Records from a data collection
--- --- ---
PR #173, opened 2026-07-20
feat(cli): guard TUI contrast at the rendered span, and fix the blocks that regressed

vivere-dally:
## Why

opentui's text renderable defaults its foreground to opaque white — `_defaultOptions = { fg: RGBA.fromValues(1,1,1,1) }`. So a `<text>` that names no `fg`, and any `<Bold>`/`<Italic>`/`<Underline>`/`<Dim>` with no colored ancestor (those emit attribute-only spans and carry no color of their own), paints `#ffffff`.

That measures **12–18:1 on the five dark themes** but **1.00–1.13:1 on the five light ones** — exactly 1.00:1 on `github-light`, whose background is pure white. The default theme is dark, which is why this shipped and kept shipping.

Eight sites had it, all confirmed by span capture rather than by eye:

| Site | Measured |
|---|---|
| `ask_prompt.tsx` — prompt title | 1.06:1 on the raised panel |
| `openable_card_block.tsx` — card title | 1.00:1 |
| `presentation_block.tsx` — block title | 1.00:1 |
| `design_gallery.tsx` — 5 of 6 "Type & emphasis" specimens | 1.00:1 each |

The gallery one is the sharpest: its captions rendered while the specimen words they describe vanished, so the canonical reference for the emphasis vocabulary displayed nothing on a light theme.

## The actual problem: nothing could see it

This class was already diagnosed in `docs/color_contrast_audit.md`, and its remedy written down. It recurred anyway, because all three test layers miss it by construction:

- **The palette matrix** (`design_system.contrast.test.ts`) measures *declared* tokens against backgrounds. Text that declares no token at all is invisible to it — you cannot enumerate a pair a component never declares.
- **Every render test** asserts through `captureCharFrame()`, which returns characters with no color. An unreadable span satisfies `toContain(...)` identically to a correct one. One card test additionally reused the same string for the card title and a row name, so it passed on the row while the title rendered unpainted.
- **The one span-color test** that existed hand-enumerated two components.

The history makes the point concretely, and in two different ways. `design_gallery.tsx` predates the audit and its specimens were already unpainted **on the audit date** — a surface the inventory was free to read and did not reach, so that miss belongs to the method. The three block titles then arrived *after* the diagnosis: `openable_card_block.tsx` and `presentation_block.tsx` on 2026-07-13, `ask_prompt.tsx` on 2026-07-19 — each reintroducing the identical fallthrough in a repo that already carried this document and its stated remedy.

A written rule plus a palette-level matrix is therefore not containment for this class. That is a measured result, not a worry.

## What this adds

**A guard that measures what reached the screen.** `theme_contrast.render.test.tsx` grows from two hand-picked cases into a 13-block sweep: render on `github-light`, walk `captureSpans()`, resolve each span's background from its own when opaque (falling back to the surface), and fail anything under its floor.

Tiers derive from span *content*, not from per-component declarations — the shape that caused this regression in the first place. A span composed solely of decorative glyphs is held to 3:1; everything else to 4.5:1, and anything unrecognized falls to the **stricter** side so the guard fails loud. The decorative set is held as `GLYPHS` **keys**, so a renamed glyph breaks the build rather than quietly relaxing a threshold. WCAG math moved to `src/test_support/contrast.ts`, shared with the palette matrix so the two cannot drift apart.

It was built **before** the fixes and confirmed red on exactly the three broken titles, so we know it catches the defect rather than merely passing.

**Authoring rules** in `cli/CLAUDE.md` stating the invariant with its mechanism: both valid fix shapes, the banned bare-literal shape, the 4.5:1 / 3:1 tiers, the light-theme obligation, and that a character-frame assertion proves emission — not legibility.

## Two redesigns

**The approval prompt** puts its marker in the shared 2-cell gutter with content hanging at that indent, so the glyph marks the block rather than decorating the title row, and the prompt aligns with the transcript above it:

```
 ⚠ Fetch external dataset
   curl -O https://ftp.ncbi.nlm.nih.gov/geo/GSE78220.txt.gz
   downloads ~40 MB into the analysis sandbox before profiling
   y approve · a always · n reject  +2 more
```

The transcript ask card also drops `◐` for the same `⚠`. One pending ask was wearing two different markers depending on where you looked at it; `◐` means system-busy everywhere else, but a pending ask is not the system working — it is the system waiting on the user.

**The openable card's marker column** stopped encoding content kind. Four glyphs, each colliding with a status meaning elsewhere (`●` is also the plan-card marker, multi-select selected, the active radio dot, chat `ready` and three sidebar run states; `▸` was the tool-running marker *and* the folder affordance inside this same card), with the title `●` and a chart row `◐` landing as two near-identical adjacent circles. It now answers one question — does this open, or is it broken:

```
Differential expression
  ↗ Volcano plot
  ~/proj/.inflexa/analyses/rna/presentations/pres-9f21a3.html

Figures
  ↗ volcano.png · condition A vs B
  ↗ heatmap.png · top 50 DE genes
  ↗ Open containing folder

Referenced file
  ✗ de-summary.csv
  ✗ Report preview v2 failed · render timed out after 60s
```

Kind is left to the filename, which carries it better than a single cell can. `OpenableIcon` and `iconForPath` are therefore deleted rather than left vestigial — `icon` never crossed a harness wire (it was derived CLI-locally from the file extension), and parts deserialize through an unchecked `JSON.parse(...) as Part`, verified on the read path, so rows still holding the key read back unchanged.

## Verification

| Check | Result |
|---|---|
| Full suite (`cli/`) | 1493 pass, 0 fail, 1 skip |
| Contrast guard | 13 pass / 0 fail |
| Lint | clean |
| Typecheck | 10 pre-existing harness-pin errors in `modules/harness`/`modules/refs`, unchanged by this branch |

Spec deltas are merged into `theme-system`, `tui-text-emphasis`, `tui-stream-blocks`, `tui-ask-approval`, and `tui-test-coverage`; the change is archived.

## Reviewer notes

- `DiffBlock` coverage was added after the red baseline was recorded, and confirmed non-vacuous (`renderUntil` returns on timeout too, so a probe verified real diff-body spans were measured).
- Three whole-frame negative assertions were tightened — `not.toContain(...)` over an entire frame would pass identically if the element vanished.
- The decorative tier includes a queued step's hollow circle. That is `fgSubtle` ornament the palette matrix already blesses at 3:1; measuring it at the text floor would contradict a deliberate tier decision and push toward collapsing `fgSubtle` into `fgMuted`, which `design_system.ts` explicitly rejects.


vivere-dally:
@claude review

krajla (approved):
--- --- ---
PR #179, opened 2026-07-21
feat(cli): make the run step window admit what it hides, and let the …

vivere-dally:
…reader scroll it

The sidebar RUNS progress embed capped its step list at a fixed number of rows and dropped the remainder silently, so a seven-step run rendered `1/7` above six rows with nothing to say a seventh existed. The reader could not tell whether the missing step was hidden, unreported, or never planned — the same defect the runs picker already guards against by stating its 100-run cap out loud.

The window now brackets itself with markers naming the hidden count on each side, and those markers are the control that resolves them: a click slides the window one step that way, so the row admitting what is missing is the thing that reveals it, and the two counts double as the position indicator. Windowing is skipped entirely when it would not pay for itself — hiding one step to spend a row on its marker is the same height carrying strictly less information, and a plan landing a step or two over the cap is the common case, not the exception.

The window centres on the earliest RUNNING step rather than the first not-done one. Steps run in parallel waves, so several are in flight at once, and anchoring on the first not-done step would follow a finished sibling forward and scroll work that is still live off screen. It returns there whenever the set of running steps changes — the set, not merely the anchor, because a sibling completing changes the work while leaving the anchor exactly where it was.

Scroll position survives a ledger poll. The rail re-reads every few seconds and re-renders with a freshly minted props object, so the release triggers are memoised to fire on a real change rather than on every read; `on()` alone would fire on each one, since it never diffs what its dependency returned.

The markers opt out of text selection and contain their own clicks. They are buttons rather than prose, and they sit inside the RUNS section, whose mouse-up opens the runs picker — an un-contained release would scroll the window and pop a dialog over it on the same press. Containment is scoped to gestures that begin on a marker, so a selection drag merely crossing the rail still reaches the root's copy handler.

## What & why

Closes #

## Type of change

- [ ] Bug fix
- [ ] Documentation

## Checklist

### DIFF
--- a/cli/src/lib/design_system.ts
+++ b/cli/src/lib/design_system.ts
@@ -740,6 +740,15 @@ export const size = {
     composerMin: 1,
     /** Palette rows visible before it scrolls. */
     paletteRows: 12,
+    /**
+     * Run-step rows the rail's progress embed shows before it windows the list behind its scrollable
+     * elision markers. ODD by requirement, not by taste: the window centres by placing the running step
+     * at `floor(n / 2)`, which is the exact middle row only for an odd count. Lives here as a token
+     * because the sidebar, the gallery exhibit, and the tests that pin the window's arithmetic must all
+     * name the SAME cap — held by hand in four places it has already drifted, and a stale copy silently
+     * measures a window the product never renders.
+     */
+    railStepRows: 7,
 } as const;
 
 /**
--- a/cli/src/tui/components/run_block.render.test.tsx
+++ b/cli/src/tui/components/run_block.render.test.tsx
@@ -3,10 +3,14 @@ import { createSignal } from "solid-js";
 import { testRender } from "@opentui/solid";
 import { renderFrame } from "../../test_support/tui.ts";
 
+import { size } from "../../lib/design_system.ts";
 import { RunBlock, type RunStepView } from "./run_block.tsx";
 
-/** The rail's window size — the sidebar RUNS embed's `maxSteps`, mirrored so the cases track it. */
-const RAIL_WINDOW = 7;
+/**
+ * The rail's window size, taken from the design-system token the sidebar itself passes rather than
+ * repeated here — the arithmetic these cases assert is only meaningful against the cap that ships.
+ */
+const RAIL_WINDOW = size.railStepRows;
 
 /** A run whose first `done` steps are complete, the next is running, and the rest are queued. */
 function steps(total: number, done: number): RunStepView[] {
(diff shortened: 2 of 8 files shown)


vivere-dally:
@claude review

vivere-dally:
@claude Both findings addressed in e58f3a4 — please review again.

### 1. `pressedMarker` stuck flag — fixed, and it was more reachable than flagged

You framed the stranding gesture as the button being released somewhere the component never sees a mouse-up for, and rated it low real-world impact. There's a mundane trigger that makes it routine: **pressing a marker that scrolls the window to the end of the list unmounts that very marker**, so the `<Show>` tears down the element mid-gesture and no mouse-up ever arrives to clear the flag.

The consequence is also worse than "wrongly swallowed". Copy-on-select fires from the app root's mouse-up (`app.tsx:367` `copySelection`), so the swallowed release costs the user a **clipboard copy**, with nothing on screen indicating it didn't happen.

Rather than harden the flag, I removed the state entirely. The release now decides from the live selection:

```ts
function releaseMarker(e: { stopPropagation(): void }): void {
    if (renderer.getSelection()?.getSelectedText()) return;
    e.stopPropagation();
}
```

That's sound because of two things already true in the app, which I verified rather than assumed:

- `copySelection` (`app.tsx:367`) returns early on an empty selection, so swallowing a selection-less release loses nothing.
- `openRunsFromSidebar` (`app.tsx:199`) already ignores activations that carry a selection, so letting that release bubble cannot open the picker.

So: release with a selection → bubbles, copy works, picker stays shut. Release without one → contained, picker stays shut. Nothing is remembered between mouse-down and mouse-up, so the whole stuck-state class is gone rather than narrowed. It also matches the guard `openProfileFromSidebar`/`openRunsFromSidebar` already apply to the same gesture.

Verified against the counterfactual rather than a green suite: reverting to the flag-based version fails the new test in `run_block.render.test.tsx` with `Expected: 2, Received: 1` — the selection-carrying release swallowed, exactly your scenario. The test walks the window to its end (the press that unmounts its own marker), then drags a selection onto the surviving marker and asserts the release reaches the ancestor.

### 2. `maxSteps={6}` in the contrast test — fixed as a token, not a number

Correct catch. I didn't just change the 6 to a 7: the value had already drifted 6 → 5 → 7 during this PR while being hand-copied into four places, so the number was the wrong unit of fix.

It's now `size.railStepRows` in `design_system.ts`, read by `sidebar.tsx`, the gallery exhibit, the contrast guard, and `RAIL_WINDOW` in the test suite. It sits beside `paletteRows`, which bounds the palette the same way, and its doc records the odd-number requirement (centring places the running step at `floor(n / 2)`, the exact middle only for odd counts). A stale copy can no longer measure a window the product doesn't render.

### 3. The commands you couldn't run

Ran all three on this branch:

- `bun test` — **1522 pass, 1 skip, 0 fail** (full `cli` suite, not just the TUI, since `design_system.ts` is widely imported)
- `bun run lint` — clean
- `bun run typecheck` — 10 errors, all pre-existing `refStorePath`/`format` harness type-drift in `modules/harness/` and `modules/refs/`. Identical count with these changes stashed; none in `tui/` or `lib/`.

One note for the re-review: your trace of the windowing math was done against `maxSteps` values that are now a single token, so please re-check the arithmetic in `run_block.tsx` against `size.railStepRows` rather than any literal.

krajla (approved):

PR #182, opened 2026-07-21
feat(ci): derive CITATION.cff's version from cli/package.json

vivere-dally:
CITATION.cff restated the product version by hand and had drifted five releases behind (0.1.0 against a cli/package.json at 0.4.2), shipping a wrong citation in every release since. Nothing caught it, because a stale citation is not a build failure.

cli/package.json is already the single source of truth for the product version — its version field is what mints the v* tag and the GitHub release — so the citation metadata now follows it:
--- --- ---
§ About this exercise:
Please reproduce, exactly as they appear above, the lines from the line containing "-const RAIL_WINDOW = 7;" up to and including the line containing "RAIL_WINDOW = size.railStepRows;".

§ Result of this exercise:
-const RAIL_WINDOW = 7;
+/**
+ * The rail's window size, taken from the design-system token the sidebar itself passes rather than
+ * repeated here — the arithmetic these cases assert is only meaningful against the cap that ships.
+ */
+const RAIL_WINDOW = size.railStepRows;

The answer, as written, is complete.